An AI-driven toolchain to support a cost-effective green transition

The HeatCheck project
HeatCheck aims to develop a scalable, commercial-grade, open-source, AI-driven toolchain that merges meter data with ubiquitous wireless heat cost allocator data to optimize heating systems in apartment buildings. District heating operators have focused on supply temperatures and flows to satisfy various demand profiles. However, they typically overlook end-users and substations as beyond their control. Thus, buildings are bottlenecks in the transition to low-temperature district heating.

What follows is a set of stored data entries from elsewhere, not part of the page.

PR #6449, opened 2020-05-18
Fix for #5890: Event Format Results and the Kafka Logger

### LINKED ISSUE #5890: differential osquery query output to base_topic
# Bug report

### versions
CentOS 7.7
osquery 4.0.2

The `osquery.conf` has the following properties:

	{
	  "options": {
	    "logger_kafka_brokers": "cp01.woolford.io:9092,cp02.woolford.io:9092,cp03.woolford.io:9092",
	    "logger_kafka_topic": "base_topic",
	    "logger_kafka_acks": "1"
	  },
	  "packs": {
	    "system-snapshot": {
	      "queries": {
	        "processes_by_port": {
	          "query": "select u.username, p.pid, p.name, pos.local_address, pos.local_port, pos.remote_address, pos.remote_port from processes p join users u on u.uid = p.uid join process_open_sockets pos on pos.pid=p.pid where pos.remote_port != '0';",
	          "interval": 10,
	          "snapshot": false
	        }
	      }
	    }
	  },
	  "kafka_topics": {
	    "process-port": [
	      "pack_system-snapshot_processes_by_port"
	    ]
	  }
	}

The output is written to the `process-port` topic. If I toggle the `snapshot` property, the output is written to the `base_topic`. That is, in my opinion, a bug.

links:

- SO question: https://stackoverflow.com/questions/58384470/differential-osquery-query-output-to-catchall-topic
- video walk through of issue: https://youtu.be/sPdlBBKgJmY
- possible duplicate of: https://github.com/osquery/osquery/issues/5559

The differential records should be written to the `process-port`.

### What did you see instead?

The records are written to `base_topic`.

analyzeDFIR:
**Tl;dr**: Fixes #5890 using RapidJSON, adds tests for event and batch formatted results.

As the title suggests, fixes the bug reported in #5890 related to event format results from the `processes` table.  The bug occurs in the function [getMsgName](https://github.com/osquery/osquery/blob/master/plugins/logger/kafka_producer.cpp#L108).  It uses the `rfind` method to get the index of the `"name"` key containing the query name, but event format results with a `"name"` column (see: `processes` table) will cause the function to return the incorrect result.  The current tests for the Kafka logger plugin don't catch this case as they currently only cover snapshot formatted results, not the batch or event formats.

I added test cases for all formats, both with and without a `"name"` column in the query result set, and updated the implementation of `getMsgName` to parse the payload as a JSON object and extract the top-level `"name"` key's value. I believe the invariant that _the top-level `"name"` key, if it exists, will hold the name of the query run_ is true for all results.

If the OSQuery core team is concerned about degraded performance due to parsing each payload as JSON, I wrote an alternative implementation relying on string parsing [here](https://github.com/analyzeDFIR/osquery/blob/osquery-5890/plugins/logger/kafka_producer.cpp#L135).


theopolis:
Oh wow, nice work. This makes me rethink the `LoggerPlugin` API, perhaps we should add overloads to make this data available to plugins without having to re-parse the string data. 

Do you have any guesstimates or basic profiling of the impact of re-parsing JSON? I think your implementation https://github.com/analyzeDFIR/osquery/blob/osquery-5890/plugins/logger/kafka_producer.cpp#L135 is my preference in lieu of us having a more appropriate API exposed.

analyzeDFIR:
RE benchmarks: I have not benchmarked these implementations, though I am happy to do so.  Any thoughts on the design, and where the benchmark code should go?  Looks like there are some logger benchmarks in `osquery/logger/benchmarks/logger_benchmarks.cpp`, but I don't see any benchmarks for plugins. I could write something simple that parses `N` random JSON blobs with each and times them, but let me know what you think.

RE the `LoggerPlugin` API: I was thinking the same thing when approaching this problem.  Not sure how much it would help other plugins, but I'd imagine pre-processing the payload in some way is not unique to Kafka.  Whatever implementation you choose now, I think we can agree that the RapidJSON implemention is cleaner and easier to maintain in the long run.

theopolis:
> I could write something simple that parses N random JSON blobs with each and times them, but let me know what you think.

@analyzeDFIR, right I think if we could compare and contrast your two implementations, JSON vs "string peeking", we could make an informed decision on maintainability vs. performance. If you could create a minified benchmark and just comment here with the results or delta I think that's enough for us to move forward.

analyzeDFIR:
> @analyzeDFIR, right I think if we could compare and contrast your two implementations, JSON vs "string peeking", we could make an informed decision on maintainability vs. performance. If you could create a minified benchmark and just comment here with the results or delta I think that's enough for us to move forward.

I do not have much experience with CMake and am having some trouble figuring out how to use the project's CMake configuration to build my test code. Do I have to add another build target? Any help you could provide would be much appreciated.

theopolis:
Ah, to be clear, I was suggesting building a small benchmark outside of osquery and osquery's build system. Something quick and easy just to compare the implementations.

analyzeDFIR:
The JSON implementation relies on `osquery/utils/json/json.h`. I tried just using `clang++` to build a test including that file, but it eventually relies on `osquery/utils/system/system.h` and I think that's build by CMake based on OS.

analyzeDFIR:
Tested both `String` and `JSON` implementations with 10,000 `snapshot` and `event` format records, results were:

| Implementation | Number of Records | Result Format | Runtime Range |
|----------------|-------------------|---------------|---------------|
| JSON           | 10,000            | event         | 61-71 ms      |
| String         | 10,000            | event         | 35-40 ms      |
| JSON           | 10,000            | snapshot      | 83-93 ms      |
| String         | 10,000            | snapshot      | 49-60 ms      |

In short, `String` implementation is faster (as expected), but `JSON` implementation isn't as slow as expected.  Let me know which you'd like to go with and I'll make the necessary changes.

theopolis:
Thank you so much for that analysis! I am happy to merge this as-is but I am not a Kafka user so the impact will not effect my infra (thus it is easy for me to accept the performance impact).

We now have the analysis here for posterity, if we need to revisit this in an effort to address performance issues we can adopt the "string peeking" method or brainstorm alternatives.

The HeatCheck toolchain empowers building owners to operate apartment buildings with unprecedented efficiency, in turn, paving the path for low-risk, near-term investments in renewable energy sources and large-scale investments in heat pumps in district heating networks. Ista and Techem controls roughly two-thirds of the Danish market for allocating heat costs in apartments, and combined provide heat metering in 25 million apartments globally.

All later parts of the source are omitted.